### [Problem statement]
All entries below must be reproduced without a single change.

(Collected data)
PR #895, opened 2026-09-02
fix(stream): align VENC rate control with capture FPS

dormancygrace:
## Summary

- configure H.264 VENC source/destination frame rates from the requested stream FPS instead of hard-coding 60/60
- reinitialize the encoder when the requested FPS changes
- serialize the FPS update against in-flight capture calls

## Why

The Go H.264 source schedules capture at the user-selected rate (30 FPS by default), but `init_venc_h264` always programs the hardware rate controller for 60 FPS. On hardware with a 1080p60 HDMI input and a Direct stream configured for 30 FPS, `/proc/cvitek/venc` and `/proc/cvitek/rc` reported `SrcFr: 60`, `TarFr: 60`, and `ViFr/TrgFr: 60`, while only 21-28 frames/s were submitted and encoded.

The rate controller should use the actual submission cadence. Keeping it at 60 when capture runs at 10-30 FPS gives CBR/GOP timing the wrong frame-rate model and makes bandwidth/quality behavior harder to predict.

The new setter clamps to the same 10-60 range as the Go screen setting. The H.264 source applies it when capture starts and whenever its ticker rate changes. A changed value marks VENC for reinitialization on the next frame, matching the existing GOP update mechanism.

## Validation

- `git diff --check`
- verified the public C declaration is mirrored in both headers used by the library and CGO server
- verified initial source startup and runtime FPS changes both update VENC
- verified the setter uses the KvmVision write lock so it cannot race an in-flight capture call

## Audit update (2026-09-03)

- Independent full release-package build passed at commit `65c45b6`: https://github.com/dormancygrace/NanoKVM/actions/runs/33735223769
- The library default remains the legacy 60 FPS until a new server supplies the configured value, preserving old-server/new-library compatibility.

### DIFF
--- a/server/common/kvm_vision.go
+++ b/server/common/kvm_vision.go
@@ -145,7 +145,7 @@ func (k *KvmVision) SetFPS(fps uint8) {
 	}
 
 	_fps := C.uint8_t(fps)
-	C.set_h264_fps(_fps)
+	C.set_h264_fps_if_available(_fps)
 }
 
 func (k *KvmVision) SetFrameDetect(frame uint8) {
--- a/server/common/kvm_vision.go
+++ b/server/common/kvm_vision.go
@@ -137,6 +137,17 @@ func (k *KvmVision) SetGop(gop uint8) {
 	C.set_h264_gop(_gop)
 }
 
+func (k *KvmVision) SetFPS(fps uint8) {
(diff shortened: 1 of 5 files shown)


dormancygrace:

### [Answer to this problem]
PR #895, opened 2026-09-02
fix(stream): align VENC rate control with capture FPS

dormancygrace:
## Summary

- configure H.264 VENC source/destination frame rates from the requested stream FPS instead of hard-coding 60/60
- reinitialize the encoder when the requested FPS changes
- serialize the FPS update against in-flight capture calls

## Why

The Go H.264 source schedules capture at the user-selected rate (30 FPS by default), but `init_venc_h264` always programs the hardware rate controller for 60 FPS. On hardware with a 1080p60 HDMI input and a Direct stream configured for 30 FPS, `/proc/cvitek/venc` and `/proc/cvitek/rc` reported `SrcFr: 60`, `TarFr: 60`, and `ViFr/TrgFr: 60`, while only 21-28 frames/s were submitted and encoded.

The rate controller should use the actual submission cadence. Keeping it at 60 when capture runs at 10-30 FPS gives CBR/GOP timing the wrong frame-rate model and makes bandwidth/quality behavior harder to predict.

The new setter clamps to the same 10-60 range as the Go screen setting. The H.264 source applies it when capture starts and whenever its ticker rate changes. A changed value marks VENC for reinitialization on the next frame, matching the existing GOP update mechanism.

## Validation

- `git diff --check`
- verified the public C declaration is mirrored in both headers used by the library and CGO server
- verified initial source startup and runtime FPS changes both update VENC
- verified the setter uses the KvmVision write lock so it cannot race an in-flight capture call

## Audit update (2026-09-03)

- Independent full release-package build passed at commit `65c45b6`: https://github.com/dormancygrace/NanoKVM/actions/runs/33735223769
- The library default remains the legacy 60 FPS until a new server supplies the configured value, preserving old-server/new-library compatibility.

### DIFF
--- a/server/common/kvm_vision.go
+++ b/server/common/kvm_vision.go
@@ -145,7 +145,7 @@ func (k *KvmVision) SetFPS(fps uint8) {
 	}
 
 	_fps := C.uint8_t(fps)
-	C.set_h264_fps(_fps)
+	C.set_h264_fps_if_available(_fps)
 }
 
 func (k *KvmVision) SetFrameDetect(frame uint8) {
--- a/server/common/kvm_vision.go
+++ b/server/common/kvm_vision.go
@@ -137,6 +137,17 @@ func (k *KvmVision) SetGop(gop uint8) {
 	C.set_h264_gop(_gop)
 }
 
+func (k *KvmVision) SetFPS(fps uint8) {
(diff shortened: 1 of 5 files shown)


dormancygrace:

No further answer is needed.